Saved entries
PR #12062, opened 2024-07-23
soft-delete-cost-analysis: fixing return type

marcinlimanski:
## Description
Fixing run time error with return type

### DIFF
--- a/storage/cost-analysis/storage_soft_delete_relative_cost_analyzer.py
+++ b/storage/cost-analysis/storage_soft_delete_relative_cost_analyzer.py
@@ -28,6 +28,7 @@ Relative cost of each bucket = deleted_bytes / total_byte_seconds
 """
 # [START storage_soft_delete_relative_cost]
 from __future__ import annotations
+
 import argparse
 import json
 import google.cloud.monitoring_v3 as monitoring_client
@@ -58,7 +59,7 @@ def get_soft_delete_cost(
* * *
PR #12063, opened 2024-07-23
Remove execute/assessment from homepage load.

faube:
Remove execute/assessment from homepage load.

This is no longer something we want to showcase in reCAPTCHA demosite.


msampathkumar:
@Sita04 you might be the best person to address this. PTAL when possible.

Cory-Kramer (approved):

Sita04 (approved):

GOAL OF THE EXERCISE
Reproduce the lines above, beginning at the line with "import json" and stopping after the line with "-58,7 +59,7 @@", exactly as they are.

REPLY TO THE TASK
 import json
 import google.cloud.monitoring_v3 as monitoring_client
@@ -58,7 +59,7 @@ def get_soft_delete_cost(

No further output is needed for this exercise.